Posts tagged democracy
WHAT WILL HAPPEN NOW?

     I foresee two possible scenarios.  In one, Trump will continue to do whatever he wants.  Although his margin of victory was very narrow, he still proclaims that he “won big.”  This hubris has been compounded by the Supreme Court’s outrageous decision that a president is immune from prosecution for any acts performed while in office.  (The founding fathers would have denounced this decision, since they did not want “another king,” but rather that “law be the king,” as Thomas Paine wrote.)  Trump will continue to use Elon Musk to eliminate departments he wants gone and to fire whomever he wishes.  He will ignore court opinions condemning his actions.  So far, the Republican majorities in the House and Senate have completely supported him.   If this success continues, Trump may well serve a third term, as he has said he wants.  The rule of law will be overthrown as will the Constitution.  The United States of America will become a true dictatorship, with the army gunning down those who disagree with the government.  Police forces will act the same way.  The goal is to “Make America Great Again,” as the MAGA forces proclaim.  This means eliminating women, Blacks, gays, etc. from all public life and authority.  White men, especially old white men, will rule.  Recently, to give just one horrible example among many, Ira Hayes, one of the two soldiers raising the flag at Iwo Jima in the famous 1945 photograph, has been purged from the government website because he is Native American.

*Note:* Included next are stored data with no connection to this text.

PR #1954, opened 2025-10-03
Increase timeout and use filtering in tests

graham-rp:
The e2e enterprise tests were timing out after the default (30s) timeout, and, on several retries, some of the values we were looking for were getting pushed to the second page of results.

This bumps the timeout to 60s and enters style principal name in the filter box before checking that t in the filter box before checking that the entry exists.

### DIFF
--- a/frontend/tests/console/pages/ACLPage.ts
+++ b/frontend/tests/console/pages/ACLPage.ts
@@ -447,6 +447,7 @@ export class ACLPage {
   async validateListItem(host: string, principal: string) {
     await this.gotoList();
     // Validate that the ACL list item is visible with correct host and principal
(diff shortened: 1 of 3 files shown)


frontend/tests/console/pages/ACLPage.ts
```diff
@@ -447,6 +447,7 @@ export class ACLPage {
   async validateListItem(host: string, principal: string) {
     await this.gotoList();
     // Validate that the ACL list item is visible with correct host and principal
+    await this.page.getByTestId('search-field-input').fill(principal);
```
andresaristizabal, line 450: Nice catch !!

PR #1956, opened 2025-10-06
frontend: Fix MCP inspector null response handling

malinskibeniamin:
As reported by @birdayz for GCP BigQuery processor template, if the text response is `"null"` as a string, we actually attempt to parse it with `JSON.parse(text)`, but it will end up returning `null` due to how JavaScript works
```typescript
JSON.parse("null") === null)
```
and we don't usually render `null` by itself in React.
Now we fall back to the actual response verbatim without parsing if it equates to `null`.
Screenshot 2025-10-06 at 15 33 58

### DIFF
--- a/frontend/src/components/pages/mcp-servers/details/remote-mcp-inspector-tab.tsx
+++ b/frontend/src/components/pages/mcp-servers/details/remote-mcp-inspector-tab.tsx
@@ -363,8 +363,11 @@ export const RemoteMCPInspectorTab = () => {
       serverToolResponse.content.length > 0
     ) {
       const firstContentItem = serverToolResponse.content[0];
-      if (firstContentItem.type === 'text' && firstContentItem.text) {
+      if (firstContentItem.type === 'text' && typeof firstContentItem.text === 'string') {
         // Try to parse text content as JSON for JSONView
+        if (firstContentItem.text === 'null') {
+          return firstContentItem.text;
+        }
         try {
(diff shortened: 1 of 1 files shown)


frontend/src/components/pages/mcp-servers/details/remote-mcp-inspector-tab.tsx
```diff
@@ -363,8 +363,11 @@ export const RemoteMCPInspectorTab = () => {
       serverToolResponse.content.length > 0
     ) {
       const firstContentItem = serverToolResponse.content[0];
-      if (firstContentItem.type === 'text' && firstContentItem.text) {
+      if (firstContentItem.type === 'text' && typeof firstContentItem.text === 'string') {
```
malinskibeniamin, line 366: It's best to double check the text is definitely a string even if the type reports it already.

frontend/src/components/pages/mcp-servers/details/remote-mcp-inspector-tab.tsx
```diff
@@ -363,8 +363,11 @@ export const RemoteMCPInspectorTab = () => {
...
         // Try to parse text content as JSON for JSONView
+        if (firstContentItem.text === 'null') {
+          return firstContentItem.text;
+        }
```
malinskibeniamin, line 370: JavaScript being JavaScript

     However, I don’t think all this tyrannical success is a likely scenario.  Right now, members of Congress are on leave, going home to face their constituents.  There is already tremendous opposition to their and Trump’s corrupt and self-serving policies.  These politicians have been denounced and booed.  Some refuse to hold meetings or insist that all those who oppose them are Democrats.

     I don’t think these tactics are going to succeed.  Too many well-established and supported groups oppose them, from the American Civil Liberties Union (ACLU), to Indivisible, to people who oppose making abortion illegal.  To give just one example, states outlawing abortion have seen doctors and businesses leave their states and increasing numbers of women proclaiming their injuries.  I believe that opposition to dictatorial, high-handed policies is growing.  Recently, courts have ruled that the government can’t just ship immigrants to Central America, expel anyone who supports Palestinian rights, or deny funds for health care and research to both government bodies and universities.  As Trump’s government continues its outrageous policies, I believe that this opposition will grow. 

     Much rests inevitably on the Supreme Court.  Chief Justice Roberts just proclaimed that Trump’s desire to impeach the judge who ruled against his policy on immigrants is wrong.  The only legitimate way to change this decision is to go through the courts.  Will Americans support overturning our entire judicial system?  I don’t think so.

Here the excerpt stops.